Своих… Только что она подумала обо всём французском народе, как о СВОИХ подданных…
Хотя, почему бы и нет?
Столько лет занимаясь делами государства, разве не получила она право считать и его народ своими подданными? Вон они, жмутся к стенам домов и, прежде чем согнуться в поклоне, с любопытством заглядывают в окна кареты. Любого, кто стоит у самых вершин власти, им требуется осмотреть с особым вниманием, хотя, и они, и те, другие – все люди. И всё же, обычный солдат, или даже дворянин не из знатных, интереса к себе вызовет куда меньше, если вызовет вообще. А герцогиня, в потёмках своей кареты почти не видимая, всё равно, притягивает взгляды, как магнит. Почему? «Потому что они все – просто НАРОД, и их великое множество. А мы – единицы, каждый, с громким именем, титулом и всем известным гербом. Мы – те, кто меняет жизни этого множества и вершит их судьбы. Земные государи, как говорила донья Хуана, получившие от Бога право одной своей властью спасать души…».

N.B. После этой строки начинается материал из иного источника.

Issue #2041, opened 2022-06-06
Firefox does not visually indicate disabled SelectField options


joebuono:
### Before creating a new issue, please confirm:

- [X] I have [searched for duplicate or closed issues](https://github.com/aws-amplify/amplify-ui/issues?q=is%3Aissue+) and [discussions](https://github.com/aws-amplify/amplify-ui/discussions).
- [X] I have read the guide for [submitting bug reports](https://github.com/aws-amplify/amplify-ui/blob/main/CONTRIBUTING.md#bug-reports).

### On which framework/platform are you having an issue?

React

### Which UI component?

Other

### How is your app built?

Create React App

### Please describe your bug.

Firefox does not apply styling to `disabled` SelectField options. In the example below, the X-Large option is disabled and not clickable, but there is no visual indicator:

![Screen Shot 2022-06-06 at 2 03 19 PM](https://user-images.githubusercontent.com/48109584/172229290-5bbe4af3-c16c-4ab2-8302-b6ce16baf3dc.png)

### What's the expected behaviour?

In Chrome, the disabled X-Large option is clearly styled. Also, there should be "not-allowed" cursor styling for disabled options. 

![Screen Shot 2022-06-06 at 2 01 40 PM](https://user-images.githubusercontent.com/48109584/172229043-2b6a95ee-a30f-49b7-8e23-e3a5013a4e93.png)

### Help us reproduce the bug!

Make a CRA app, replace App.js with this code, and open up localhost in Firefox. 

```jsx
import { SelectField } from "@aws-amplify/ui-react";
import "@aws-amplify/ui-react/styles.css";

function App() {
  return (
    <SelectField label="sizes">
      <option value="small" label="small" />
      <option value="medium" label="medium" />
      <option value="large" label="large" />
      <option value="x-large" label="x-large" disabled />
    </SelectField>
  );
}

export default App;

```

### Code Snippet

https://github.com/aws-amplify/amplify-ui/blob/687a2302774eca887475e130d8359adb09e60016/docs/src/pages/%5Bplatform%5D/getting-started/create-react-app/examples/AdvancedExampleCode.tsx#L170

### Additional information and screenshots

@reesscot I think we need something like this:
```css
.amplify-select option[disabled=""] {
  background-color: var(--amplify-components-select-option-background-color);
}
```

PR #2386, opened 2022-08-02
fix(ui): Firefox SelectField disabled option styling

joebuono:
#### Description of changes

Fixes: https://github.com/aws-amplify/amplify-ui/issues/2041

This PR applies styling to disabled SelectField options in Firefox. 

Before (X-Large should be disabled):
Screen Shot 2022-08-02 at 11 42 11 AM

After: 
Screen Shot 2022-08-02 at 11 42 36 AM

#### Issue #, if available

https://github.com/aws-amplify/amplify-ui/issues/2041

Ran the docs locally, validated changes on both Firefox and Chrome. 

#### Checklist

- [X] PR description included
- [X] `yarn test` passes


hbuchel (commented):
Can we add a disabled attribute on one of the `<option>` in the default usage example (or some other example)? Just so we have something that demonstrates the styling on the docs site.

packages/ui/src/theme/css/component/select.scss
```diff
@@ -25,14 +25,18 @@
   option {
```
hbuchel, line 25: Currently Chrome and Edge on Windows don't show the disabled color for a disabled option. Can we fix that too? Applying the same fix here *should* work (and then maybe we don't need the firefox specific fix) though we should probably do a little more rigorous testing since there are always issues setting the color property for options/select cross browser :(

hbuchel: Looks good!

Screenshots from Windows in my own Browserstack account on latest of each browser. I guess this is a data point for needing automation for this :)

**Edge Dark**
EdgeDark
**Edge Light**
EdgeLight
**FF Dark**
FF Dark
**FF Light**
FF Light
**Chrome Dark**
Chrome Dark
**Chrome Light**
Chrome  Light

hbuchel (approved):
LGTM, thanks for the updates and for fixing the other browsers!

packages/ui/src/theme/css/component/select.scss
reesscot: Thank you for testing these @hbuchel! Definitely a datapoint for needing cross-platform automated visual regression tests.

reesscot (approved):
LGTM! Thanks for fixing this @joebuono

PR #2388, opened 2022-08-02
docs: Add callout for MapView margin reset

slaymance:
#### Description of changes
When using the `<MapView>` component, the map will sometimes not take up the entire viewport of the browser and the attribution footer will be cut off. To address this, users will need to reset the default `body` CSS margins. This pull request adds an info callout to reset css `body` margins.

### Without margin reset (notice attribution lower right)
Screen Shot 2022-08-02 at 11 38 32

### With margin reset
Screen Shot 2022-08-02 at 11 36 52

#### Issue #, if available
N/A

#### Checklist

- [x] PR description included
- [x] `yarn test` passes

### DIFF
--- a/docs/src/pages/[platform]/connected-components/geo/fragments/margin-reset.react.mdx
+++ b/docs/src/pages/[platform]/connected-components/geo/fragments/margin-reset.react.mdx
@@ -1,0 +1,5 @@
+```css
+body {
+  margin: 0;
+}
+```
--- a/docs/src/pages/[platform]/connected-components/geo/react.mdx
+++ b/docs/src/pages/[platform]/connected-components/geo/react.mdx
@@ -1,6 +1,6 @@
 import { Example } from '@/components/Example';
 import { Fragment } from '@/components/Fragment';
-import { Tabs, TabItem } from '@aws-amplify/ui-react';
+import { Alert, Tabs, TabItem } from '@aws-amplify/ui-react';
 
 Amplify UI Geo is powered by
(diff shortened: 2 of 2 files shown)


hbuchel:
I feel like this should be part of the [default ui package styles](https://github.com/aws-amplify/amplify-ui/blob/main/packages/ui/src/theme/css/styles.scss#L24). Do we know if there is context  for why it wasn't originally included?

slaymance:
> I feel like this should be part of the [default ui package styles](https://github.com/aws-amplify/amplify-ui/blob/main/packages/ui/src/theme/css/styles.scss#L24). Do we know if there is context for why it wasn't originally included?

The idea was that doing default margin resets was overly prescriptive for our UI library and that it's something better handled by application developers. What do you think @hbuchel?

thaddmt (approved):

joebuono (approved):
LGTM

zchenwei (approved):

reesscot:
> > I feel like this should be part of the [default ui package styles](https://github.com/aws-amplify/amplify-ui/blob/main/packages/ui/src/theme/css/styles.scss#L24). Do we know if there is context for why it wasn't originally included?
> 
> The idea was that doing default margin resets was overly prescriptive for our UI library and that it's something better handled by application developers. What do you think @hbuchel?

+1, we felt like changing overall body defaults was too far since customers may be using it with other UI libraries.

reesscot (approved):

PR #2391, opened 2022-08-03
fix: exclude tracker from non prod environments

0618:
#### Description of changes

Exclude  tracker from non prod environments to prevent metrics pollution.

Also fixes an issue where the page visits are being counted again whenever the color mode switches.

Checklist

| Prod  | Dev  |
|---|---|
|   Screen Shot 2022-08-03 at 12 42 53 |  Screen Shot 2022-08-03 at 13 21 06  |

Validate fix to page visits:

1. Set my local environment to think it's prod
1. Added console.log("trackpage") to trackPageVisit function
1. Noted that the trackpage no longer fires for color switcher:

CleanShot 2022-08-03 at 22 10 27

#### Checklist

- [x] PR description included
- [ ] `yarn test` passes
- [ ] Tests are updated


docs/src/utils/getStage.ts
```diff
@@ -0,0 +1,9 @@
+export const getStage = () => {
```
wlee221, line 1: Just a tiny TS nit -- what do you think about explicitly defining return types
```suggestion
type Stage = 'dev' | 'test' | 'prod';

export const getStage = (): Stage => {
```

docs/src/pages/_app.page.tsx
```diff
@@ -38,6 +39,7 @@ if (typeof window === 'undefined') {
 }
 
 function MyApp({ Component, pageProps }) {
+  const stage = getStage();
```
reesscot, line 42: Let's have `IS_PROD_STAGE`, `IS_DEV_STAGE` constants that call `getStage === 'prod'` once, then we don't have to do string checks on 75.

docs/src/pages/_app.page.tsx
```diff
@@ -70,8 +72,10 @@ function MyApp({ Component, pageProps }) {
...
 
-  configure();
-  trackPageVisit();
+  if (stage === 'prod') {
+    configure();
+    trackPageVisit();
+  }
 
   return (
     <>
```
reesscot, line 81: Let's also limit the following scripts to prod as well:
```
<Script src="https://a0.awsstatic.com/s_code/js/3.0/awshome_s_code.js" />
<Script src="/scripts/shortbreadv2.js" />
```

docs/src/utils/getStage.ts
reesscot: +1 to typing the stages, but it should be an enum instead:
```ts
enum STAGE {
  PROD: 'prod';
  DEV: 'dev';
  LOCAL: 'local';
}
```

Also, let's use `local` for our local environments rather than `test`?

0618: The reason why I use `test` is because we may test in either local or personal account

docs/src/utils/getStage.ts
```diff
@@ -0,0 +1,15 @@
...
+
+export const getStage = () => {
+  const url = process.env.SITE_URL;
+  if (url === 'https://ui.docs.amplify.aws') {
+    return STAGE.PROD;
+  } else if (url.includes('dev.ui.docs.amplify.aws')) {
+    return STAGE.DEV;
+  }
+  return STAGE.LOCAL;
+};
```
reesscot, line 15: Can we export IS_PROD_STAGE and use that instead?
```ts
const IS_PROD_STAGE = getStage() === 'prod'
```

docs/src/pages/_app.page.tsx
```diff
@@ -102,13 +106,17 @@ function MyApp({ Component, pageProps }) {
           </main>
         </ThemeProvider>
       </div>
-      <Script src="https://a0.awsstatic.com/s_code/js/3.0/awshome_s_code.js" />
-      {/* {process.env.NODE_ENV !== 'production' ? (
+      {isProd && (
```
reesscot, line 109:
```suggestion
      {IS_PROD_STAGE && (
```

docs/src/pages/_app.page.tsx
```diff
@@ -70,8 +72,10 @@ function MyApp({ Component, pageProps }) {
     );
   }, []);
 
-  configure();
-  trackPageVisit();
+  if (isProd) {
```
reesscot, line 75:
```suggestion
  if (IS_PROD_STAGE) {
```

docs/src/utils/getStage.ts
0618: Done

docs/src/pages/_app.page.tsx
0618: Done

docs/src/pages/_app.page.tsx
0618: Done

docs/src/pages/_app.page.tsx
0618: Done

reesscot (dismissed):

docs/src/utils/getStage.ts
```diff
@@ -0,0 +1,17 @@
+enum STAGE {
+  LOCAL = 'local',
+  DEV = 'dev',
+  PROD = 'prod',
+}
+
+export const getStage = () => {
+  const url = process.env.SITE_URL;
```
jacoblogan, line 8: can we have this fallback to an empty string so that the docs don't crash locally if your environment variables aren't set up?

reesscot: alternatively we can check for existence of url before using url.includes

0618: Done

jacoblogan (approved):

ioanabrooks (approved):

Milan-Shah (approved):

reesscot (approved):

Milan-Shah (approved):

ioanabrooks (approved):

PR #2404, opened 2022-08-03
build: override external dependencies warning messages and fix circua…

zchenwei:
#### Description of changes

1. Fixed a couple of circular dependencies in ui package
```
(!) Circular dependency
src/helpers/authenticator/index.ts → src/helpers/authenticator/formFields/index.ts → src/helpers/authenticator/formFields/formFields.ts → src/helpers/authenticator/formFields/defaults.ts → src/helpers/authenticator/index.ts
```
2. Clear up external dependencies warnings, which spam console output yet useless to us.
```
src/index.ts → dist...
(!) Unresolved dependencies
....
```
The output is only this much now

Screen Shot 2022-08-03 at 3 33 24 PM

Manually test the build in an sample app

#### Checklist

- [x] PR description included
- [x] `yarn test` passes


jacoblogan (approved):

packages/react/rollup.config.js
```diff
@@ -14,6 +15,7 @@ const config = defineConfig([
       sourcemap: false,
     },
     plugins: [
+      externals({ include: /^@aws-amplify/ }),
```
wlee221, line 18: For my knowledge, what does this do?

zchenwei: Ideally that plugin will take care of all types of dependencies declared in `package.json`. However, we do have a few `@aws-amplify` phantom dependencies used in hook. They are neither imported right from the `aws-amplify` nor  being declared in dependencies. So we have to include them explicitly

wlee221: Got it, lgtm 👍

wlee221 (approved):

reesscot:
Looking at the rollup docs, it looks like we might be able to do this by using the `/node_modules/` regex in our config like this:

```
// rollup.config.js
import path from 'path';

export default {
  ...,
  external: [
    /^@aws-amplify/,
    /node_modules/
  ]
};
```
See: https://rollupjs.org/guide/en/#core-functionality

It would be really nice if we didn't need to take another dependency for this.

packages/react/package.json
```diff
@@ -114,6 +114,7 @@
     "react-router-dom": "^6.2.1",
     "rimraf": "^3.0.2",
     "rollup": "^2.70.0",
+    "rollup-plugin-node-externals": "^4.1.1",
```
reesscot, line 117: Left a comment above that it would be nice not to have to add this dep.

zchenwei: What do you mean by not adding? I am leaning towards make it explicit instead of having a phantom dep

zchenwei: That's not the right way to go. You have to introduce a new one `@rollup/plugin-node-resolve` in order to use `/node_modules/` and that one will resolve the dependency imports to relative path in build artifacts (like `require('../../node_modules')`) which will break user stuff when you are not running in a mono repo

zchenwei: One more thing I want to point out here is `/node_modules/` will cannot properly handle `tslib` which we do want to include in the bundle

reesscot (approved):
LGTM

packages/react/package.json
reesscot: Makes sense, thanks for the explanation.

Герцогиня отодвинулась от окна. Как давно не давала она себе труд размышлять вот так. Это было приятно. Но даже при всей приятности размышлений, грусти по ним совсем не было. Скорее, лёгкая усталость, которая приходит после удачно сделанного дела. «Что бы там ни думал Шарло, я имею право расслабиться. МОИМ подданным жаловаться не на что. Жанна, которую я им дала, уже спасла их тела. А Клод научит любить и понимать… Выходит, прав Шарль, что не желает больше воевать? От мира выиграют все… И Филипп будет рядом. В безопасности…»
* * *
Расположившись в покоях, которые король велел для неё приготовить, мадам Иоланда хотела сразу же пойти к нему, чтобы поздравить с новыми успехами и подробнее узнать о новостях. Но ей, чрезвычайно почтительно, сообщили, что с раннего утра его величество уехал поохотиться, и среди прочих приглашённых, с ним отправился граф Менский со своими людьми.
– Что ж, мне очень жаль…
Из всего услышанного мадам Иоланда поняла, что и Филиппа она тоже пока не увидит.
Она спросила, что делает Жанна и можно ли повидать её, но оказалось, что Дева в город не вернулась вообще. Предпочла разбить шатёр в лагере, среди своих солдат, потому что уверена – нового большого сражения не избежать, и следует хорошо подготовиться. С собой она оставила всех священников, которые сейчас проводят в войске богослужения.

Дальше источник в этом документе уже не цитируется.